There is therefore a historical rivalry between the Sorbonne Law School (part of the Paris 1 Panthéon-Sorbonne University) and the Assas Law School (part of the Paris-Panthéon-Assas University). This is made further relevant today due to disparity in political opinion between the two universities. Assas is regarded as the bastion of the far-right within Parisian academic institutions, with far-right extremist organisations such as the Groupe Union Défense and other protests being based there. Additionally, Assas counts members of the Le Pen family which has led the far-right National Rally party in its alumni (Jean-Marie le Pen, Marine Le Pen, Marion Maréchal). Conversely, the Sorbonne Law School (and Paris I) retains a more left-wing reputation, with students commenting in favour of left-wing candidates in the press.

== Departments ==
The École de droit de la Sorbonne has four departments, all of which aim to train students in the law:

- the Bachelor's Department
- Master of Public Law Department
- Master of Private Law Department
- Master of International, European and Comparative Law Department

== Campuses ==
EDS courses are taught at a number of campuses, known as 'centres':

- the Panthéon centre, a historic building that welcomes Masters students and houses the management offices
- the Sorbonne centre, which hosts conferences for EDS students and 3rd year AES undergraduates
- the Lourcine centre, for 2nd and 3rd year undergraduate students in particular
- the Cassin centre, for 1st and 2nd year undergraduate students
- the Pierre-Mendès-France centre, for 1st and 2nd year AES degree students

== Research ==
Research is carried out by the Sorbonne's École doctorale de droit, the Sorbonne's Institut de recherche juridique, the Sorbonne's Institut de recherche en droit international et européen and the Sorbonne's Institut des sciences juridiques et philosophique.

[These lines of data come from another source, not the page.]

PR #14255, opened 2022-12-26
Makes advanced health analyzers creatable via R&D

Cameron653:
This allows for a health analyzer that indicates how many rads are actually still in someone to be created. (And also tells if someone has minor brain damage according to the comments.)

Not really anything too game changing for medical, but if they want to have a _slightly_ better scanner than the improved one R&D can make, they can get this.

### DIFF
--- a/code/modules/research/designs/medical.dm
+++ b/code/modules/research/designs/medical.dm
@@ -88,6 +88,15 @@
 	build_path = /obj/item/device/healthanalyzer/improved
 	sort_string = "KBAAB"
 
+/datum/design/item/medical/advanced_analyzer
+	name = "advanced health analyzer"
+	desc = "An even more advanced handheld health scanner, complete with a full biosign monitor and on-board radiation and neurological analysis suites."
+	id = "improved_analyzer"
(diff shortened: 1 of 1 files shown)


code/modules/research/designs/medical.dm
```diff
@@ -88,11 +88,20 @@
 	build_path = /obj/item/device/healthanalyzer/improved
 	sort_string = "KBAAB"
 
+/datum/design/item/medical/advanced_analyzer
+	name = "advanced health analyzer"
+	desc = "An even more advanced handheld health scanner, complete with a full biosign monitor and on-board radiation and neurological analysis suites."
+	id = "improved_analyzer"
```
Heroman3003, line 94: Same ID as improved_analyzer design.

Cameron653: Whoops, copy and paste error. Let me fix that

Novacat (approved):
Seems fine. Requiring diamonds does put it a step up above the Improved. The event character analyzers should probably be replaced with phasics, but that will be in a separate PR.

PR #14263, opened 2022-12-29
Allows SD-exclusive job titles to be used anywhere

Heroman3003:
I thought it'd be fun to keep ship-y titles to ship, but it seems like it just makes them really hard to actually use. Sad, but I think this is better, although if other staff wants, I could keep some or all exclusive, this is mostly a suggestion in current state.


Runa-Dacino:
Yay

Very-Soft:
I've thought they should all be available anywhere from the start

Heroman3003:
It seemed like a cool idea to have different titles on different map okay ;w;

PR #14266, opened 2022-12-29
Fixes "switch tail layer" verb

Verkister:
Fixes alternative tail layer applied by the "switch tail layer" IC verb that was intended to put the tail on top of other stuff.


Heroman3003:
I'm not sure of purpose of this other than overriding tails even when they are supposed to be in lower layer from the front view.

PR #14267, opened 2022-12-29
Move to Database Subsystem

ItsSelis:
# **!NOTE TO DOWNSTREAMS!**
Please make sure that both database templates from the SQL folder were put in the feedback database (otherwise the contents of the dbcon_old database (death, karma, karmatotals, library, population) have to be moved over to the feedback database containing all the "erro" tables manually!

When checking the database, it should look something like this (actual database name might differ of course!):
grafik

In this PR, the server **will not** try to connect to an old (seperate) database containing the death, karma, karmatotals, library, population tables anymore!

-----
## Note!
It is **highly** recommended to create new database backups, just to be sure, before merging this in any case. The tests below have shown that nothing should be wrong and when compared it is basically the same code that was just moved over to a subsystem.

This should be a regularity, at least to be done daily, but its better to be sure and create a manual one before merging.

-----

### Description
This PR basically does 2 major things:
1) Move database code into a subsystem
2) Remove dbcon_old stuff

The login credentials of the dbcon_old was removed from the database config example. Any existing configuration will be ignored.
Virgo on production will have no conflict by the removal of dbcon_old, which has been checked by one of the maintainers.

In the future, asynchronous querys can be implemented and systems to query tables, without blocking the rest of the code execution. This could potentially improve roundstart lags.

Due to dbcon_old being removed, the stuff from its sql template was moved over (and updated) into the feedback database template. The missing table erro_connection_log was also added, which had caused some SQL Query errors, due to it being unable to find the nonexistant table.

This PR also adds more SQL query logging, which is logged in a seperate log file (at the same location as the other log files, but called sql-error.log).

Here are some screenshots of the tests of the "new" system on a local development instance:

erro_connection_log:
grafik

erro_player:
grafik

erro_privacy:
grafik

population:
grafik

library:
grafik
grafik


Heroman3003:
Ngl, this is plainly kinda scary to merge as someone who doesn't know much about current database systems, much less new one you're proposing.

ItsSelis:
The system rather has "moved" to a subsystem, since if both added and removed database code files are observed, that they have pretty much the same or at least very similar code. Futhermore, prior of the creation of this PR, the production database has been checked in order to make the manual tests that were conducted are as reaslistic to production as possible.

But it is fair to wait for someone a little experienced in database stuff to review the debug query logs or, well, the database tables that have been created by the changes that were made in the PR.

JoanRisu:
Ach, this should be looked at soonish. I've forwarded this to the relevant code wranglers.

ItsSelis:
This may be re-opened once no longer stale.

PR #14281, opened 2022-12-31
un-nerfs fishing from previous change

Seris02:
PR #12142 changed the max volume of snacks, which affected fishing bait, to the point where even the deluxe bait only gives the minimum reduction, 0.75

this adjusts it to a completely different formula, based around what I think the general calculated bait values should be for the bait types.

Screenshot 2023-01-03 112213

### DIFF
--- a/code/modules/fishing/fishing_rod.dm
+++ b/code/modules/fishing/fishing_rod.dm
@@ -89,7 +89,7 @@
 		for(var/datum/reagent/re in Bait.reagents.reagent_list)
 			if(re.id == "nutriment" || re.id == "protein" || re.id == "glucose" || re.id == "fishbait")
 				foodvolume += re.volume
-
+		foodvolume = Bait.reagents.maximum_volume == 80 ? (min(foodvolume,50) * (Bait.reagents.maximum_volume / 50)) : Bait.reagents.maximum_volume // VOREStation edit: because of changes to max reagents in snacks, readjusts the foodvolume to have the same values as polaris again, but only when it has the same max volume as the changed amount in snacks (assuming the snacks reagent size stays the same...)
 		toolspeed = initial(toolspeed) * min(0.75, (0.5 / max(0.5, (foodvolume / Bait.reagents.maximum_volume))))
 
 	else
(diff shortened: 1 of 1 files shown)


Heroman3003:
Just change internal volume for the bait specifically back to what it was pre-nerf. This feels needlessly convoluted, and bait was just not something I even thought accounted for something like volume; nor do I think it needs to have expanded volume snacks do. Main reason for expansion was to fit all the reagent from cooking, modular or normal, when it comes to 'bigger' recipes.

Seris02:
> Just change internal volume for the bait specifically back to what it was pre-nerf. This feels needlessly convoluted, and bait was just not something I even thought accounted for something like volume; nor do I think it needs to have expanded volume snacks do. Main reason for expansion was to fit all the reagent from cooking, modular or normal, when it comes to 'bigger' recipes.

The thing is that you can use all snacks as bait, so if I want to just stock up on... I dunno
Super bite burgers for bait, which would be great on polaris code, about the same as deluxe worms, I wouldn't be able to here, and they'd have the minimum reduction still

Heroman3003:
I just really dont like the whole "if we are 80 do one version, if not do the other" option. Its very snowflakey. Changing formula to be more universal rather than snowflakign it up to account for our changes is preferred when we are a 'soft' downstream to polaris anyway. Ideally, there'd just be one universal formula that applies to all snacks still. Maybe make it require less 'percentage' of foodiness to top it off, but cap it or something. Or make it based purely on numeric amount of food. Something that's not "check if we've been buffed or not and calculate differently depending on that".

Seris02:
> I just really dont like the whole "if we are 80 do one version, if not do the other" option. Its very snowflakey. Changing formula to be more universal rather than snowflakign it up to account for our changes is preferred when we are a 'soft' downstream to polaris anyway. Ideally, there'd just be one universal formula that applies to all snacks still. Maybe make it require less 'percentage' of foodiness to top it off, but cap it or something. Or make it based purely on numeric amount of food. Something that's not "check if we've been buffed or not and calculate differently depending on that".

aight, will just go with the formula I was going to change it to beforehand then, will do tomorrow

Seris02:
is done
mlem

PR #14285, opened 2023-01-01
adds halos to loadout

Detective-Google:
a quick and dirty PR to add a customization option I found to be lacking.

image
image
image

if someone wants to donate a prettier sprite that's cool too. I spent a while trying to make it look better and everything looked worse than the basic. :)


code/modules/client/preference_setup/loadout/loadout_head.dm
```diff
@@ -126,6 +126,13 @@
 	..()
 	gear_tweaks += gear_tweak_free_color_choice
 
+/datum/gear/head/halo
+	display_name = "halo (colorable)"
+	path = /obj/item/clothing/head/halo
+
+/datum/gear/head/halo/New()
+	gear_tweaks += gear_tweak_free_color_choice
```
Heroman3003, line 134: Needs ..() before addition of color choice.

PR #14292, opened 2023-01-03
[MIRROR] Markings expansion 2: Teshari boogaloo

VirgoBot:
Original PR: https://github.com/PolarisSS13/Polaris/pull/8865
--------------------
Ports a bunch of Teshari markings from downstream, adjusting them to work here.
Teshari also no longer by default have colored feathers on their hands/feet, those are now added as markings.
This is due to the fact that those organ-defined feather markings displayed above any others, making it very hard to actually have markings on your limbs as Tesh.


Heroman3003:
I would have liked this but at this point its better to just close.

- François Luchaire: drafter of the Constitution of 4 October 1958, former member of the Constitutional Council and member of the French Resistance.
- Robert Badinter: Professor of law (1974–1994), then appointed professor emeritus. Senator (1995–2011), President of the Constitutional Council (1986–1995) and Minister of Justice (1981–1986), writer.
- Mireille Delmas-Marty: Professor of criminal law, currently professor at the Collège de France.
- Jean-Claude Colliard: former member of the Constitutional Council.
- Dominique Rousseau: Professor of constitutional law and former member of the Conseil supérieur de la magistrature between 2002 and 2006.
- Bertrand Mathieu: Professor of public law, Conseiller d'État in extraordinary service, former member of the "Balladur" committee.
- Jean Gicquel: Professor of public law (constitutional law), former member of the Conseil supérieur de la magistrature.
- Marie-Anne Cohendet: Professor of public law, teaches constitutional law and environmental law.
- Anne Levade: Professor of public law, former member of the Balladur committee, member of the HATVP college.
- Jeannette Bougrab: Senior lecturer in public law, former French Secretary of State for Youth.